● WHAT NEEDS TO BE DONE: Set down exactly, from the records below, the line with "What is the" through the line with "Anyway, it's not", and nothing else.

● SOURCE MATERIAL:
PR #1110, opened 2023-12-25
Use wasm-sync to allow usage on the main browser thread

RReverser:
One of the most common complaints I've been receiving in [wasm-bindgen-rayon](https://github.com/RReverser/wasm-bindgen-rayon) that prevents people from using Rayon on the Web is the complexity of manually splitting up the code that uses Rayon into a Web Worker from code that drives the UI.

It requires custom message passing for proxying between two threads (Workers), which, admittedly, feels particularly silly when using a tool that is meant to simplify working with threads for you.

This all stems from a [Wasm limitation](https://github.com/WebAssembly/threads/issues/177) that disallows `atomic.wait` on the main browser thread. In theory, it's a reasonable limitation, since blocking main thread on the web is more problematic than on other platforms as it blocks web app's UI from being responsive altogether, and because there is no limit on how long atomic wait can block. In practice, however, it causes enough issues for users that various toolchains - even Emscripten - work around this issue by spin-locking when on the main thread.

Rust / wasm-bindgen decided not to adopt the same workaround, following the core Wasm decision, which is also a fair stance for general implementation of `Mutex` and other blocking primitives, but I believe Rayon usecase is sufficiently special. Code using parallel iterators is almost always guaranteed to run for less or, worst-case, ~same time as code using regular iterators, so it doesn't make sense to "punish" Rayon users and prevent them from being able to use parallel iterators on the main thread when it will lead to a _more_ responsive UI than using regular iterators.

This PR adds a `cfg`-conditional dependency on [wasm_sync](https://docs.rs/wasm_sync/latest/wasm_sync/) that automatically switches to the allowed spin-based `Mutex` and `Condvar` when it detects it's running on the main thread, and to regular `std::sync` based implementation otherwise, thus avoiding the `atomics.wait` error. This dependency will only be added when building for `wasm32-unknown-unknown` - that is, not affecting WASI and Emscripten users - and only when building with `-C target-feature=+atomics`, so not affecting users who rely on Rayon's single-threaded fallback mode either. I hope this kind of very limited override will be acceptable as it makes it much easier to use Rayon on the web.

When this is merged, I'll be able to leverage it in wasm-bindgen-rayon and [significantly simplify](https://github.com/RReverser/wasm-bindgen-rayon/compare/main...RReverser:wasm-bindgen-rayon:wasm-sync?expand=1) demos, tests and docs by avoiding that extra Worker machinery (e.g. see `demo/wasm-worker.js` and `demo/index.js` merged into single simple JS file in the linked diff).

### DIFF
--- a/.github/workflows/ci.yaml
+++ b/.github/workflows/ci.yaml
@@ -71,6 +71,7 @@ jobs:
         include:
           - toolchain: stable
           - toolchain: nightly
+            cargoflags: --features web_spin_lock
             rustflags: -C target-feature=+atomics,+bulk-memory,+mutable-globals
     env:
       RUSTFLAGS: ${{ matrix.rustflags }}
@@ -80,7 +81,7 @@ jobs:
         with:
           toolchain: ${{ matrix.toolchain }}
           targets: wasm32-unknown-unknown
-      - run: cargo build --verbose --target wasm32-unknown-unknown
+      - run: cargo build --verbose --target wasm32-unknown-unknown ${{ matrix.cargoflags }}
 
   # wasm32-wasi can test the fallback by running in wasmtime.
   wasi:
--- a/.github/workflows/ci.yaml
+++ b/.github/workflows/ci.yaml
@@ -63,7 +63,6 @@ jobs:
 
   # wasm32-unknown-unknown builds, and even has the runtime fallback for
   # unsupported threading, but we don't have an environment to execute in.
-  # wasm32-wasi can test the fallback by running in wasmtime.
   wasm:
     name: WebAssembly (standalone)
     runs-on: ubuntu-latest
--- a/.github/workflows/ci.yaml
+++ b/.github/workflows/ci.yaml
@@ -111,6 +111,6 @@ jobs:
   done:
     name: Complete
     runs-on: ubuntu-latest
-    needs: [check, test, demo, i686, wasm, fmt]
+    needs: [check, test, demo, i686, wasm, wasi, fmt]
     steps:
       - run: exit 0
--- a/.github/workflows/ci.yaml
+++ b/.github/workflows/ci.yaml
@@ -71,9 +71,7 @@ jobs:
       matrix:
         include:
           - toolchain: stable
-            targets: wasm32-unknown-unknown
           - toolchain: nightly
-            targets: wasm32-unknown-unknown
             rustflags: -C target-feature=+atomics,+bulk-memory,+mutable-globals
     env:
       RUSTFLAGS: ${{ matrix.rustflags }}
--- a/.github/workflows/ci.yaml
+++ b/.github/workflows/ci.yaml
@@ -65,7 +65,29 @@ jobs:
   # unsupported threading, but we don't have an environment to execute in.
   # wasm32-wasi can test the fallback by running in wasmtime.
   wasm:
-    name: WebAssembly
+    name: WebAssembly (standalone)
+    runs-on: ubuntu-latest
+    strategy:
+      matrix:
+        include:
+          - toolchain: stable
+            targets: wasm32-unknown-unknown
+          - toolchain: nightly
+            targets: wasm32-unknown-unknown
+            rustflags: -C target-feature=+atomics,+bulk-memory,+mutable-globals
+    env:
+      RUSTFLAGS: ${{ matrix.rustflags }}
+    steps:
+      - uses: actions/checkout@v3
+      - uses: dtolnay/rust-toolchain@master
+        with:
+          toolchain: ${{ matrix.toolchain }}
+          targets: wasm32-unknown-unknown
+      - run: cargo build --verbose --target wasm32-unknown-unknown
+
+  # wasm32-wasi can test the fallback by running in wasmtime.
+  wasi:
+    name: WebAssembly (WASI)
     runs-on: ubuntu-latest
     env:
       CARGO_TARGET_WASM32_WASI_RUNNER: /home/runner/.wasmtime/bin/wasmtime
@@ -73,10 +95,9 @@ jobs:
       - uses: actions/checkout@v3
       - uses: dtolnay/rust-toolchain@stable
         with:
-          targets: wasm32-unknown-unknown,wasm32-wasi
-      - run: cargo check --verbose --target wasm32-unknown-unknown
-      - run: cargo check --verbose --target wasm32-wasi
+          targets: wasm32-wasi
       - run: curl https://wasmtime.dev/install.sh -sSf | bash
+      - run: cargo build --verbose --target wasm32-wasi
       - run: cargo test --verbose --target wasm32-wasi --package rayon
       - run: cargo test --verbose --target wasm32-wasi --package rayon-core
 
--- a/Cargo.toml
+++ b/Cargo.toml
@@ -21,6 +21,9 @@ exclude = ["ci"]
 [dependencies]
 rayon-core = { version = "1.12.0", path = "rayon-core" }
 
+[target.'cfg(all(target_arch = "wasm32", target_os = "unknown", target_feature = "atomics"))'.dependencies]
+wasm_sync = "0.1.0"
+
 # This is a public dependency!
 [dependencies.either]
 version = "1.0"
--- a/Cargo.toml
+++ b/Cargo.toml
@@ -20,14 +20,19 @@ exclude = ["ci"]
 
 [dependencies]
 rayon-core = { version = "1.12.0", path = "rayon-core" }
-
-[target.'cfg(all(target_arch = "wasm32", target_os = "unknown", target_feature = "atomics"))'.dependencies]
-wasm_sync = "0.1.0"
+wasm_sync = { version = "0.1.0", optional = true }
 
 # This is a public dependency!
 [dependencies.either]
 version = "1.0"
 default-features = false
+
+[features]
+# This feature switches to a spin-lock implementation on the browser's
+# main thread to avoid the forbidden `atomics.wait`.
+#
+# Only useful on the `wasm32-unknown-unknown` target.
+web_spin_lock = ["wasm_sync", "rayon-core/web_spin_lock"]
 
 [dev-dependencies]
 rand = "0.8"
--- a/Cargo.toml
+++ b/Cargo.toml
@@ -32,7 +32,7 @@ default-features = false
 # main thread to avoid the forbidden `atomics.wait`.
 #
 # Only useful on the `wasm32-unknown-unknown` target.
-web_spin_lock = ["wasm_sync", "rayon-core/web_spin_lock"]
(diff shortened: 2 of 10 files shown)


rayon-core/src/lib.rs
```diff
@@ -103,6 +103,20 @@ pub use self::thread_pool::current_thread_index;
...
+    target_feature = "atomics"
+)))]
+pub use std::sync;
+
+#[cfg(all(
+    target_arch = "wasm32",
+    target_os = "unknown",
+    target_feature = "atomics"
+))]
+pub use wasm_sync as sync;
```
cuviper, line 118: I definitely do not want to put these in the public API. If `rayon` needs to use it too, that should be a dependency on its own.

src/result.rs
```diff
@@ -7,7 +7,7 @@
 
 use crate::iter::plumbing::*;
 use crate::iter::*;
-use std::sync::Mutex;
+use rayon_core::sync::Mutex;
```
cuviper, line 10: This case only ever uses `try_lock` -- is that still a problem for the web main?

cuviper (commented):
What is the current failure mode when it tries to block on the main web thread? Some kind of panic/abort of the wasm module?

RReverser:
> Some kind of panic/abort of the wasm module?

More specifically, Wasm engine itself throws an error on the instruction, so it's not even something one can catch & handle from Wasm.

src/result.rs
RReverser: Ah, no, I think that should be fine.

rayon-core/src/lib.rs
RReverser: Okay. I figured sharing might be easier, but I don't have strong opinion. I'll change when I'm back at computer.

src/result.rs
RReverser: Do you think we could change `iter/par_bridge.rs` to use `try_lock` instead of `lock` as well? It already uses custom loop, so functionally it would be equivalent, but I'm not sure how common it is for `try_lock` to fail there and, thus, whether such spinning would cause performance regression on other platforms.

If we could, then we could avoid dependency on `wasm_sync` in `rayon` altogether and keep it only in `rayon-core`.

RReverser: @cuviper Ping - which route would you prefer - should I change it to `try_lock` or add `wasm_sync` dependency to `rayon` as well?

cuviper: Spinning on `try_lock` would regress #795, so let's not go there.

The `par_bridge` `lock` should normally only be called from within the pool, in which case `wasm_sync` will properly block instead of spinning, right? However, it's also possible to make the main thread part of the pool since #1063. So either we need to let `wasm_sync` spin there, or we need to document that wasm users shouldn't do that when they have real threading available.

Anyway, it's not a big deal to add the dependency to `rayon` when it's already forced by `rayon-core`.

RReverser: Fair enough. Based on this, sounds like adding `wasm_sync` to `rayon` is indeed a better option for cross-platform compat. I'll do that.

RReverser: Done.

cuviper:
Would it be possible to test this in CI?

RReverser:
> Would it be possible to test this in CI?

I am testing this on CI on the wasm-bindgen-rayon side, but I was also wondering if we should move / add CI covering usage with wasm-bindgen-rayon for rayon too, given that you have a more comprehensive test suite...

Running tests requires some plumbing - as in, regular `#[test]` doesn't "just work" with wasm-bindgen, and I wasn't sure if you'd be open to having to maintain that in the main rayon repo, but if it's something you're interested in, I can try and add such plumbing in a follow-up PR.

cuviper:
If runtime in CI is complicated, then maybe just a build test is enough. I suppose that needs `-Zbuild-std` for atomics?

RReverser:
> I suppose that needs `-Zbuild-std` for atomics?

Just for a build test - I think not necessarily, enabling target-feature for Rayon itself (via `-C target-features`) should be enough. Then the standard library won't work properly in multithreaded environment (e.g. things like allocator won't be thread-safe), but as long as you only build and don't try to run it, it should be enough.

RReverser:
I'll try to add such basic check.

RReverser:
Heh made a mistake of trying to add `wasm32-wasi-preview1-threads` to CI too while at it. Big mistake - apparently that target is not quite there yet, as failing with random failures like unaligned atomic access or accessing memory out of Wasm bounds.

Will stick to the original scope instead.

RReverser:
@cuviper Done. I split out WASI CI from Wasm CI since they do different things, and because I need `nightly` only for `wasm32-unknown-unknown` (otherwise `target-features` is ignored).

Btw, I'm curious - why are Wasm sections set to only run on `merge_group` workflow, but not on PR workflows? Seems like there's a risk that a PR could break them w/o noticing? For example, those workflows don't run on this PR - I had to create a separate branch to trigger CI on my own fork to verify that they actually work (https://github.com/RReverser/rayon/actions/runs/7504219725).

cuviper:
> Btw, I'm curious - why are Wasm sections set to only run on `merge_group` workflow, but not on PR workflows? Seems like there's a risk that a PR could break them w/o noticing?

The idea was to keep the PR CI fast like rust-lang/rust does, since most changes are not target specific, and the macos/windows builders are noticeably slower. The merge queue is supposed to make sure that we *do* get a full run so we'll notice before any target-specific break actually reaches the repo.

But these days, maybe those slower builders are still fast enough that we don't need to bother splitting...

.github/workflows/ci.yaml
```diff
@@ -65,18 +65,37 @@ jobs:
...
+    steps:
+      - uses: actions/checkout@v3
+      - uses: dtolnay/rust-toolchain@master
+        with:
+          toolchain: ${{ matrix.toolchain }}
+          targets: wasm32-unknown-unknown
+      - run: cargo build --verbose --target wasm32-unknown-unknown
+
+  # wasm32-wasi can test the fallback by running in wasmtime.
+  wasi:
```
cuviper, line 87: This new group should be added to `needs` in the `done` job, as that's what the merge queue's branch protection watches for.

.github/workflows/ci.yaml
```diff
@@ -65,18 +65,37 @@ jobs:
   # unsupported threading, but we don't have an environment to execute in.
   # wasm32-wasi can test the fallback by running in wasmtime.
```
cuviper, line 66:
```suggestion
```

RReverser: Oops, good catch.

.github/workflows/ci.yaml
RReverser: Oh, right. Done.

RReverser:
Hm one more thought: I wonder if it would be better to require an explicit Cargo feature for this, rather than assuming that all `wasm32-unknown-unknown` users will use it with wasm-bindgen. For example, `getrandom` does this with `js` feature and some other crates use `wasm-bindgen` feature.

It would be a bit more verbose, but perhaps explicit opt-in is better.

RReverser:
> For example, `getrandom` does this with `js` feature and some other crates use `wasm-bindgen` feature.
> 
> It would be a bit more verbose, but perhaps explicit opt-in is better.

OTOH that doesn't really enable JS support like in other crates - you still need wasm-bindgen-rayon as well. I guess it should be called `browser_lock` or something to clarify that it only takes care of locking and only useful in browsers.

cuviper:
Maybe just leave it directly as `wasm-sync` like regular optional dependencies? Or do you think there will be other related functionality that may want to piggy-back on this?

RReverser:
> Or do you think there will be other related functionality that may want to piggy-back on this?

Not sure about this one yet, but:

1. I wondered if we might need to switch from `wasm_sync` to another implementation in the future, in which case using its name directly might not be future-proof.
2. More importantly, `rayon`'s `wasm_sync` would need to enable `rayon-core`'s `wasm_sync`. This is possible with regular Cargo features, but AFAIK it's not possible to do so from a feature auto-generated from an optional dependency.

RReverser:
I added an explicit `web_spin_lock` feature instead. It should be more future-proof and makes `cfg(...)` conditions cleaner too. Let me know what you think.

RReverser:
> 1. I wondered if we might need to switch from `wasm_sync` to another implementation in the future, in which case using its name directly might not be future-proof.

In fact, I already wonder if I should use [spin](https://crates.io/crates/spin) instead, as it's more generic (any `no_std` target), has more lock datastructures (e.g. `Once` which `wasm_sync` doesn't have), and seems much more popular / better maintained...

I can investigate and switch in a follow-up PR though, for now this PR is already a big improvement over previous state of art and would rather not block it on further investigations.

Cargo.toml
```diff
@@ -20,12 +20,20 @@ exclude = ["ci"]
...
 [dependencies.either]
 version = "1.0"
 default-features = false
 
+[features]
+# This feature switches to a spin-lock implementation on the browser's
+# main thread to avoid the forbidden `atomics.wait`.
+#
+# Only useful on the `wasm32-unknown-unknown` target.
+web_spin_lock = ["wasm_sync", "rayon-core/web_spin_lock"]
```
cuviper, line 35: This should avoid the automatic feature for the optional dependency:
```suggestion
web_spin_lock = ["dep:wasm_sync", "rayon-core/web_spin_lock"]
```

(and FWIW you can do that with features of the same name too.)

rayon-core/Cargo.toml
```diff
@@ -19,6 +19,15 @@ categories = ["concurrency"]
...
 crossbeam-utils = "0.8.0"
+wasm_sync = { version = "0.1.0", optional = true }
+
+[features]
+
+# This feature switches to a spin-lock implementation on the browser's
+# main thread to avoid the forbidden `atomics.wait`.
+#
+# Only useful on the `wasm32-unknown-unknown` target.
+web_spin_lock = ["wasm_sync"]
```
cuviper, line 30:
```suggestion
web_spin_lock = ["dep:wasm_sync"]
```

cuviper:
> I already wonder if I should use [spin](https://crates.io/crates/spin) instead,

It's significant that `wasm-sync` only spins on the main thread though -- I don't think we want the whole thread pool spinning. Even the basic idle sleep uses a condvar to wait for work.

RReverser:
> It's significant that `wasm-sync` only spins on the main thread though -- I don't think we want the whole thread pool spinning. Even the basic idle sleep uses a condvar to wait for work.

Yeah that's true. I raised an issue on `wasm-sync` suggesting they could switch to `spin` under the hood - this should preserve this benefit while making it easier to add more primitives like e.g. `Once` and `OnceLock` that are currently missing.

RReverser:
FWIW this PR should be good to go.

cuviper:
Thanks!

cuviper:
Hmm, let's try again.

● WRITTEN RESPONSE:
What is the current failure mode when it tries to block on the main web thread? Some kind of panic/abort of the wasm module?

RReverser:
> Some kind of panic/abort of the wasm module?

More specifically, Wasm engine itself throws an error on the instruction, so it's not even something one can catch & handle from Wasm.

src/result.rs
RReverser: Ah, no, I think that should be fine.

rayon-core/src/lib.rs
RReverser: Okay. I figured sharing might be easier, but I don't have strong opinion. I'll change when I'm back at computer.

src/result.rs
RReverser: Do you think we could change `iter/par_bridge.rs` to use `try_lock` instead of `lock` as well? It already uses custom loop, so functionally it would be equivalent, but I'm not sure how common it is for `try_lock` to fail there and, thus, whether such spinning would cause performance regression on other platforms.

If we could, then we could avoid dependency on `wasm_sync` in `rayon` altogether and keep it only in `rayon-core`.

RReverser: @cuviper Ping - which route would you prefer - should I change it to `try_lock` or add `wasm_sync` dependency to `rayon` as well?

cuviper: Spinning on `try_lock` would regress #795, so let's not go there.

The `par_bridge` `lock` should normally only be called from within the pool, in which case `wasm_sync` will properly block instead of spinning, right? However, it's also possible to make the main thread part of the pool since #1063. So either we need to let `wasm_sync` spin there, or we need to document that wasm users shouldn't do that when they have real threading available.

Anyway, it's not a big deal to add the dependency to `rayon` when it's already forced by `rayon-core`.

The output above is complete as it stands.